>> Sad how a simple "battery" is not included in such devices, so maybe
>> low-power DRAM could be used for faster writes and longer lifetimes.
> Batteries are usually limited to high-end products ...

Get them down into LOW-end products, and I might be more interested!

> Hard disks also come in variants for 24/7 use and those for PC.

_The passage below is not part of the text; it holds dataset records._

Issue #20589, opened 2024-12-02
Error message from duplicate routes could be more helpful


Legioth:
It's easy to end up with multiple routes with the same path by mistake, especially when playing around with the platform and copypasting examples from docs, so this is a fairly common scenario. The problem is that the resulting stack trace does not make it easy to understand what the problem is.

Could the framework print a clear and unambiguous error in the output when this is encountered, instead of relying on a cryptic stacktrace?

PR #20847, opened 2025-01-15
fix: make route config errors more prominent

tepi:
When route configuration errors happen, make sure to output the actual error message as the first output at `ERROR` level. When this is detected at startup, we can't prevent printing out the stack trace too since the container does that when initialization throws. Also checked all the messages for different route misconfiguration cases, and they seem to be fine.

Fixes https://github.com/vaadin/flow/issues/20589

### DIFF
--- a/flow-server/src/main/java/com/vaadin/flow/router/internal/RouteSegment.java
+++ b/flow-server/src/main/java/com/vaadin/flow/router/internal/RouteSegment.java
@@ -791,9 +791,9 @@ final class RouteSegment implements Serializable {
 
         String messageFormat;
         if (isParameter()) {
-            messageFormat = "Navigation targets (@Route and @RouteAlias values) must be unique, found navigation targets '%s' and '%s' with parameter having the same route.";
+            messageFormat = "Navigation target paths (considering @Route, @RouteAlias and @RoutePrefix values) must be unique, found navigation targets '%s' and '%s' with parameter having the same route.";
         } else {
-            messageFormat = "Navigation targets (@Route and @RouteAlias values) must be unique, found navigation targets '%s' and '%s' with the same route.";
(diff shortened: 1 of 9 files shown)


caalador (approved):
Is fine in devMode when adding/renaming a route that conflicts with server running, but gets hidden on clean devMode start as the routes.tsx is generated later and the exception gets thrown.

flow-server/src/main/java/com/vaadin/flow/router/internal/RouteSegment.java
```diff
@@ -791,9 +791,9 @@ private RuntimeException ambigousTarget(Class<? extends Component> target) {
 
         String messageFormat;
         if (isParameter()) {
-            messageFormat = "Navigation targets must have unique routes, found navigation targets '%s' and '%s' with parameter have the same route.";
+            messageFormat = "Navigation targets (@Route and @RouteAlias values) must be unique, found navigation targets '%s' and '%s' with parameter having the same route.";
```
caalador, line 794: I wouldn't say this as there is also `RoutePrefix` which is used with route and routeAlias and that is taken into account when collecting routes.
So it is more `Navigation target paths` that need to be unique.

flow-server/src/main/java/com/vaadin/flow/router/internal/RouteSegment.java
```diff
@@ -791,9 +791,9 @@ private RuntimeException ambigousTarget(Class<? extends Component> target) {
 
         String messageFormat;
         if (isParameter()) {
-            messageFormat = "Navigation targets must have unique routes, found navigation targets '%s' and '%s' with parameter have the same route.";
+            messageFormat = "Navigation target paths (considering @Route, @RouteAlias and @RoutePrefix values) must be unique, found navigation targets '%s' and '%s' with parameter having the same route.";
```
caalador, line 794: As 9 tests failed after updating the message perhaps it would make sense to have these as constants that are also used in the tests.

caalador (approved):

Nice to know, but may not be necessary.   My 2003-2006 Maxtor disk ran
exactly for its 3 years.   My 2006 Western Digital is now over 2 years
PAST warranty and giving absolutely NO ill effects, likely due to UIDE
that I did not HAVE till late 2006.   Not just UIDE, but your LBAcache
or ANY constantly-used disk caching program should help make "regular"
PC hard disks last a LOT longer!

>> But knowing how manufacturers make such disks last EXACTLY
>> their "warranty period", I really doubt it!
> I also doubt that they would last that long if HEAVILY used,
> maybe just okay for the manufacturers to replace those which
> are used more than predicted and thus break during warranty.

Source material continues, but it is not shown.